**Description of the task:**
In full and word for word, return the listing that follows.

**Provided data:**
PR #6196, opened 2025-08-27
Revert "optionally leave timed out conns allocated"

akhinvasara-jumptrading:
This PR reverts the entire feature to leave timed out conns allocated, including the original commit and the three patches that have already followed it. Not worth the complexity / increasing the bug surface. 

The second commit preserves a few minor improvements that got dropped by the revert.


src/waltz/quic/fd_quic.c
```diff
@@ -4267,6 +4198,7 @@ fd_quic_conn_free( fd_quic_t *      quic,
   conn->svc_prev        = UINT_MAX;
   conn->svc_next        = state->free_conn_list;
   state->free_conn_list = conn->conn_idx;
+  fd_quic_set_conn_state( conn, FD_QUIC_CONN_STATE_INVALID );
```
ripatel-fd, line 4201: dup set state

**Output:**
PR #6196, opened 2025-08-27
Revert "optionally leave timed out conns allocated"

akhinvasara-jumptrading:
This PR reverts the entire feature to leave timed out conns allocated, including the original commit and the three patches that have already followed it. Not worth the complexity / increasing the bug surface. 

The second commit preserves a few minor improvements that got dropped by the revert.


src/waltz/quic/fd_quic.c
```diff
@@ -4267,6 +4198,7 @@ fd_quic_conn_free( fd_quic_t *      quic,
   conn->svc_prev        = UINT_MAX;
   conn->svc_next        = state->free_conn_list;
   state->free_conn_list = conn->conn_idx;
+  fd_quic_set_conn_state( conn, FD_QUIC_CONN_STATE_INVALID );
```
ripatel-fd, line 4201: dup set state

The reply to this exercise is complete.